La citoyenneté européenne

L'une des originalités de la construction européenne est le rôle important qu'elle confère aux citoyens. Normalement, dans les organisations internationales classiques, seuls les Etats sont directement concernés par les  décisions adoptées (comme par exemple aux Nations Unies). Dans l'Union européenne, les citoyens ont une reconnaissance juridique propre, à côté des Etats.


La notion de citoyenneté européenne a été introduite par le traité de Maastricht en 1992. La citoyenneté européenne complète la citoyenneté nationale sans la remplacer. Ainsi, toute personne ayant la nationalité d’un Etat membre est automatiquement reconnue citoyenne de l’Union. C'est une citoyenneté dite "de superposition".

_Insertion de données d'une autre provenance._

PR #38, opened 2019-08-10
Scraping endpoint

kylebgorman:
Refactors to enable `scrape` iterator.
    
This refactors the library to expose a useful Python end-point which iterates over word/pron pairs.
    
To accomplish this, we:
    
  * eliminate argparse-specific logic from _Config so that it can be sensibly constructed from within Python
  * rename it Config so that it is no longer pseudo-private
  * refactor tests helpers and remove tests that no longer make sense
    
 This also allows us to add logging for every 100 example scraped when calling the main.


wikipron.py
```diff
@@ -225,11 +227,33 @@ def _scrape(data, config: _Config):
             if " " in pron:
                 continue
             pron = config.process_pron(pron)
-            print(f"{word}\t{pron}", file=config.output)
+            yield (word, pron)
+
+
+def scrape(config: Config) -> Iterator[Pair]:
```
jacksonllee: Given this function signature, the API design looks like this:

```python
from wikipron import Config, scrape
config = Config(...)  # kwargs needed; they are the same as those for the CLI -- run "wikipron -h" for the details
scrape(config)  # yields the (word, pronunciation) pairs
```

Should we document this in the readme?

jacksonllee: Also, any thoughts on how we can write tests for this key function?

kylebgorman: Added documentation for this usage to the README.

Not sure how to test quickly, but it's no more or less tested than before...

test_wikipron.py
```diff
@@ -26,39 +25,11 @@
...
-
-
-def test_cli_args():
-    actual_cli_args = _get_cli_args(["eng"])
-    expected_cli_args = _CLIArgs()
-    for expected_arg, expected_value in vars(expected_cli_args):
-        assert getattr(actual_cli_args, expected_arg) == expected_value
+def _config_factory(**kwargs) -> Config:
+    """Create a Config object for testing."""
+    config_dict = {"key": "eng"}  # The one default; may be overriden.
```
jacksonllee: Typo: overridden

wikipron.py
jacksonllee: Thanks for adding the docs!

Now that we have this `scrape()` function nicely decoupled from the CLI (previously it'd probably be much clunkier to test), we probably should test it, to avoid surprises down the road. I could try to come up with something in a future PR, so that we don't hold off your current one here.

kylebgorman: Agreed.

kylebgorman:
Please LGTM if you're okay with this PR.

jacksonllee:
Just checking -- is removing the `language/scrape` script intentional?

kylebgorman:
`scrape` fixed.

PR #42, opened 2019-08-12
Language codes: Handle Greek and Slovene

jacksonllee:
Here is a possible solution for handling language names like Greek and Slovene. (If this PR got in, then we'd be set for all the 21 Europarl languages.)

Main issue: Wiktionary uses [non-ISO 639 language names](https://en.wiktionary.org/wiki/Category:Terms_with_IPA_pronunciation_by_language) such as "Greek" and "Slovene" (yeah I know). This means we have two classes of solutions --

1. If we use one of the Python packages to handle ISO 639 language code to name conversion, we'll need special logic to handle the Greek/Slovene scenarios (this is what this PR demonstrates).
2. We don't use any of these ISO 639 Python packages, and we somehow curate and version our own map from ISO language codes to Wiktionary language names.

I've chosen option 1 in this PR as it's much less work. To be comprehensive for languages that we could practically get a useful amount of data for, we could look at the [Wiktionary list of languages](https://en.wiktionary.org/wiki/Category:Terms_with_IPA_pronunciation_by_language) and add to the `_LANGUAGE_CODES` dict languages with more than X entries that need similar handling. (This might sound like a lot of work, but perhaps not so, because my eyeballing so far seems to suggest that most Wiktionary language names are also ISO 639 language names and therefore no work is needed.)


jacksonllee:
@kylebgorman Any thoughts?

wikipron.py
```diff
@@ -49,6 +49,20 @@
 _PHONES_REGEX = r"\[(.+?)\]"  # FIXME: it doesn't grab anything now
 
 
+# Map from a ISO 639 code to its non-ISO 639 Wiktionary language name.
+# ISO 639-3: https://iso639-3.sil.org/sites/iso639-3/files/downloads/iso-639-3.tab  # noqa: E501
+# Wiktionary: https://en.wiktionary.org/wiki/Category:Terms_with_IPA_pronunciation_by_language  # noqa: E501
+_LANGUAGE_CODES = {
```
kylebgorman: Maybe you want to put something like:

`TODO: Expand this as needed to cover additional languages.`

kylebgorman:
I like it, modulo suggestion to mark the map as a place to insert others.

wikipron.py
jacksonllee: Added this comment at 
8f23a9e

PR #43, opened 2019-08-13
Test regexes for extracting phonetic and phonemic transcriptions

jacksonllee:
I was under the impression that `_PHONES_REGEX` didn't work and hence the `FIXME` comment in the code, but apparently I got confused and it's working just fine. This PR adds relevant tests to formally stop my nonsense.


kylebgorman:
Was wondering about that FIXME and if it was still current. Thanks for looking into this.

PR #44, opened 2019-08-13
Test the match between the CLI args and Config.__init__'s

jacksonllee:
For the CLI to work, an implicit but critical assumption is that the CLI args and their defaults are exactly those of `Config.__init__`. This PR adds a test to formally check that. (Previously I had had [this dummy class](https://github.com/kylebgorman/wikipron/pull/38/files#diff-037a040a2a7ab00ebc787ca74ebf5a53L29) to exercise the CLI interface in the test suite, which might have been overkill. I hope you think the new test in this PR is lightweight enough!)

### DIFF
--- a/wikipron.py
+++ b/wikipron.py
@@ -7,7 +7,7 @@ import logging
 import re
 import sys
 
-from typing import Callable, Iterator, Optional, TextIO, Tuple
+from typing import Callable, Iterator, List, Optional, TextIO, Tuple
 
 import iso639
 import requests
@@ -274,8 +274,7 @@ def _scrape_and_write(config: Config) -> None:
             logging.info("%d pronunciations scraped", i)
 
 
-def main() -> None:
-    logging.basicConfig(format="%(levelname)s: %(message)s", level="INFO")
+def _get_cli_args(args: List[str]) -> argparse.Namespace:
     parser = argparse.ArgumentParser(description=__doc__)
     parser.add_argument(
         "key", help="Key (i.e., name or ISO-639 code) for the language"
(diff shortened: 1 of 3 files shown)


wikipron.py
```diff
@@ -274,7 +274,7 @@ def _scrape_and_write(config: Config) -> None:
             logging.info("%d pronunciations scraped", i)
 
 
-def main() -> None:
+def _get_cli_args(args: List[str]) -> argparse.Namespace:
     logging.basicConfig(format="%(levelname)s: %(message)s", level="INFO")
```
kylebgorman: Remove this line, right?

jacksonllee: good catch -- fixed at 1ed5c00

wikipron.py
```diff
@@ -7,12 +7,15 @@
...
 
-from typing import Callable, Iterator, Optional, TextIO, Tuple
+from typing import Callable, List, Iterator, Optional, TextIO, Tuple
 
 import iso639
 import requests
 import requests_html
 
+
+__version__ = "0.1.0"
```
jacksonllee: Sneaking in this change so that `wikipron.__version__` is available as in a real released package...

jacksonllee:
@kylebgorman This PR is ready for another pass.

jacksonllee:
Never mind, I am trying to fix the commit history. Will ping again when it's really ready...

jacksonllee:
Aight, I've cleaned up the commit history here, now with two commits representing the two things I've done (test the arg match and make `__version__` available). If you LGTM this, we could do "rebase merge" so we keep master's commit history clean as well.

wikipron.py
kylebgorman: Okay with me.

PR #45, opened 2019-08-14
Fix import bug; bump version to 0.1.1

jacksonllee:
wikipron 0.1.0 is on PyPI, but isn't pip-installable. The installation hits an import error, because `setup.py` imports the `wikipron.py` module (to get `__version__` and `__doc__`), but `wikipron.py` attempts to import the third-party modules which are not yet available. This PR fixes the issue and bumps the version for a bug fix release.

@kylebgorman @elizabethgarza for viz


jacksonllee:
For documentation, 66cc416 attempted the solution of using a plain text `VERSION` file as the single source of truth for the version number, but it didn't pass the test for `$ wikipron --help` terminal command. It looks like `VERSION` wasn't available within site-packages -- probably wouldn't regardless, because wikipron is a single python file package. Reverting 66cc416.

.circleci/config.yml
```diff
@@ -5,32 +5,26 @@ jobs:
...
-            - ~/.cache/pip
       - run:
           name: Build source distribution and install package from it
+          working_directory: ~/project/
           # Ensure we can build a source distribution that can correctly install.
           # "python setup.py sdist" creates dist/wikipron-x.y.z.tar.gz
           command: |
+              pip install --progress-bar off --upgrade pip setuptools
               python setup.py sdist
               pip install dist/`ls dist/ | grep .tar.gz`
```
jacksonllee: The wikipron installation test must happen in a clean env without the third-party python packages present, or else we could run into a similar import bug again.

Removed environment cache, as building the env isn't expensive for a super light package like wikipron.

wikipron.py
```diff
@@ -9,12 +9,19 @@
...
+try:
+    import iso639
+    import requests
+    import requests_html
+except ModuleNotFoundError:
+    logging.warning(
+        "Thirty-party packages are not imported. "
+        "This situation should arise only in the installation phase, "
+        "where setup.py runs and imports this present module."
+    )
```
jacksonllee: Not super pretty, but the (an?) alternative would be to go with the usual full-blown package directory structure:

```
setup.py  # can read in _version.py without issues
wikipron/  # this directory would be in the site-packages, with _version.py inside
    __init__.py
    _version.py  # with only` __version__ = "0.1.1"`
    scrape.py
    config.py
    cli.py
tests/
    ...
```

which would seem to be a little bit too much about refactoring than fixing the import bug? I'm on the fence.

kylebgorman: Let's do it later if you want.

.circleci/config.yml
kylebgorman: SGTM.

PR #48, opened 2019-08-17
adds lexique data

m-sean:
This adds a bash script which downloads the tsv version of Lexique. It then grabs the ortho and phon transcripts (only) to match the normal data format for wikipron.


jacksonllee:
@m-sean If you're merging this PR, please use **Squash and merge** option:
Screen Shot 2019-08-19 at 11 03 54 AM
(We can't tell if github has already cached this operation for your account on this particular repo.)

Le 6ème rapport sur la citoyenneté de l'Union

Adopté le 27 octobre 2010 par la Commission européenne, ce rapport s'intéresse aux obstacles que rencontrent les citoyens européens dans l'exercice de leurs droits. Elle énonce ainsi 25 actions destinées à améliorer la vie quotidienne des citoyens de l'UE.

Parmi ces actions :
- exposer de façon compréhensible les droits des utilisateurs de services en
ligne en publiant, d’ici 2012, un code des droits en ligne dans l’UE;
- engager un débat afin d’identifier des options politiques visant à éviter que les citoyens de l’Union perdent leurs droits politiques du fait de l’exercice de leur droit de circuler librement.

Voir le rapport (pdf)


L'attribution de la citoyenneté européenne répond à deux critères. D'une part, les individus n’accèdent à la citoyenneté européenne qu’au travers de l'Etat dont ils sont les ressortissants. La citoyenneté européenne n'est donc pas ouverte aux résidents d’origine extra-communautaire, même durablement installés.

Les droits liés à la citoyenneté européenne s'insèrent dans le cadre de la politique européenne de liberté, sécurité et justice. Cet ensemble de mesures vise à instaurer un espace au sein duquel est garantie la libre circulation des personnes, avec toutes les mesures appropriées pour leur assurer sécurité et justice.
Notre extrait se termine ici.